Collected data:
+ + +

PR #661, opened 2025-06-27
OCPBUGS-58040: haproxy-config.template: Allow empty ciphers

Miciah:
#### `haproxy-config.template`: Simplify `ROUTER_CIPHERS`

Simplify the default ciphers configuration in the configuration template by combining `{{else}}` and `{{if}}` stanzas into `{{else if}}`.

#### `haproxy-config.template`: Introduce `$routerCiphers`

Define a template variable `$routerCiphers` and use it to avoid unnecessarily calling the `env` helper repeatedly.

#### Introduce `$routerCiphersuites`

Define a template variable `$routerCiphersuites` for consistency with `$routerCiphers`.

#### `haproxy-config.template`: Allow empty ciphers

Allow the empty value for TLS ciphers (TLSv1.2 and earlier) and cipher suites (TLSv1.3).  Rather than filling in a default value, pass the empty value through to HAProxy, which in turn passes it through to OpenSSL.  Specifying the empty value means that the corresponding TLS version cannot be used.


gcs278:
Sorry, the PR sync tool assigned this one to yourself @Miciah in the initial syncing from the PR Scrub document. Removing, and moving back to new.

PR #923, opened 2020-04-21
Istanbul fixes

tiagovtristao:
**What does this PR do?**

* It adds new TypeScript related extensions to the default cover configuration
* Fixes istanbul related code
  * Uncovered lines can't be marked as such after being first marked as covered. The current logic prevents this as the `Covered` const is higher. This solution allows the coverage of lines to be updated until a statement finally marks them as uncovered. For instance, istanbul will mark an `if` statement as covered if reached, but statements within it as uncovered if not
  * Corrects an istanbul test as a result of the fix above. See snapshots below
  * Sanitises file names properly if coverage is run within a sandbox

The first two statements and respective counts in the `istanbul_coverage_2.json` file below show how lines 16-22 are actually uncovered.

Screenshot 2020-04-21 at 19 58 43

Screenshot 2020-04-21 at 19 59 40

### DIFF
--- a/src/core/config.go
+++ b/src/core/config.go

+ + +

To do -
Would you write out all the records exactly as they read?

Response area -
PR #661, opened 2025-06-27
OCPBUGS-58040: haproxy-config.template: Allow empty ciphers

Miciah:
#### `haproxy-config.template`: Simplify `ROUTER_CIPHERS`

Simplify the default ciphers configuration in the configuration template by combining `{{else}}` and `{{if}}` stanzas into `{{else if}}`.

#### `haproxy-config.template`: Introduce `$routerCiphers`

Define a template variable `$routerCiphers` and use it to avoid unnecessarily calling the `env` helper repeatedly.

#### Introduce `$routerCiphersuites`

Define a template variable `$routerCiphersuites` for consistency with `$routerCiphers`.

#### `haproxy-config.template`: Allow empty ciphers

Allow the empty value for TLS ciphers (TLSv1.2 and earlier) and cipher suites (TLSv1.3).  Rather than filling in a default value, pass the empty value through to HAProxy, which in turn passes it through to OpenSSL.  Specifying the empty value means that the corresponding TLS version cannot be used.


gcs278:
Sorry, the PR sync tool assigned this one to yourself @Miciah in the initial syncing from the PR Scrub document. Removing, and moving back to new.

PR #923, opened 2020-04-21
Istanbul fixes

tiagovtristao:
**What does this PR do?**

* It adds new TypeScript related extensions to the default cover configuration
* Fixes istanbul related code
  * Uncovered lines can't be marked as such after being first marked as covered. The current logic prevents this as the `Covered` const is higher. This solution allows the coverage of lines to be updated until a statement finally marks them as uncovered. For instance, istanbul will mark an `if` statement as covered if reached, but statements within it as uncovered if not
  * Corrects an istanbul test as a result of the fix above. See snapshots below
  * Sanitises file names properly if coverage is run within a sandbox

The first two statements and respective counts in the `istanbul_coverage_2.json` file below show how lines 16-22 are actually uncovered.

Screenshot 2020-04-21 at 19 58 43

Screenshot 2020-04-21 at 19 59 40

### DIFF
--- a/src/core/config.go
+++ b/src/core/config.go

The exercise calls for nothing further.